# First Crossbow kill



## jbarr79 (Jan 11, 2012)

Morning hunt went awesome!!! Had 3 doe come out pretty early and he was able to get a shot on 1 it was quartering to us and hit her in the front left shoulder at 42 yards.

PS Had to paint faces to look like the Buck Commander guys LOL


----------



## bw-n-alvin (May 30, 2007)

Great job!! Gotta be one of the best pics on here! Keep at'm, he's still got some tags left....


----------



## rubberducky (Mar 19, 2010)

Awesome!!


Sent from my iPhone using Tapatalk because Reeltime told me to
Rrrrrrrwed


----------



## Squid94 (Nov 15, 2010)

That's great!
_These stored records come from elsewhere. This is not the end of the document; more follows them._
PR #4661, opened 2026-02-18
refactor: move error data types to `Error/Types.hs`

taimoorzaeem:
The `Error.hs` module is getting bloated. This moves types to another module for better separation of concerns.

Towards #4088.

### DIFF
--- a/src/PostgREST/Error/Types.hs
+++ b/src/PostgREST/Error/Types.hs
@@ -29,7 +29,7 @@ import PostgREST.SchemaCache.Routine      (Routine (..))
 import Protolude
 
 data Error
-  = ApiRequestError ApiRequestError
+  = ApiRequestErr ApiRequestError
   | SchemaCacheErr SchemaCacheError
   | JwtErr JwtError
   | NoSchemaCacheError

Congratulations.


----------



## DCAVA (Aug 5, 2013)

Cool deal....backstraps tonight!!


----------



## hog_down (Jan 11, 2010)

Well done, young man!


----------



## TxBrewer (Jul 23, 2011)

Congrats.


----------



## chrisbpuckett (Sep 11, 2013)

Congrats!
your kid is awesome.


----------



## sotexhookset (Jun 4, 2011)

Very cool. Diggin his face paint. Lol. Good stuff.


----------



## Rack Ranch (May 25, 2004)

Makes me hungry...Congrats young man!!


----------



## capt.sandbar (Aug 31, 2007)

42 yards!!! Heck of a deal!! Congrats to you both!!


----------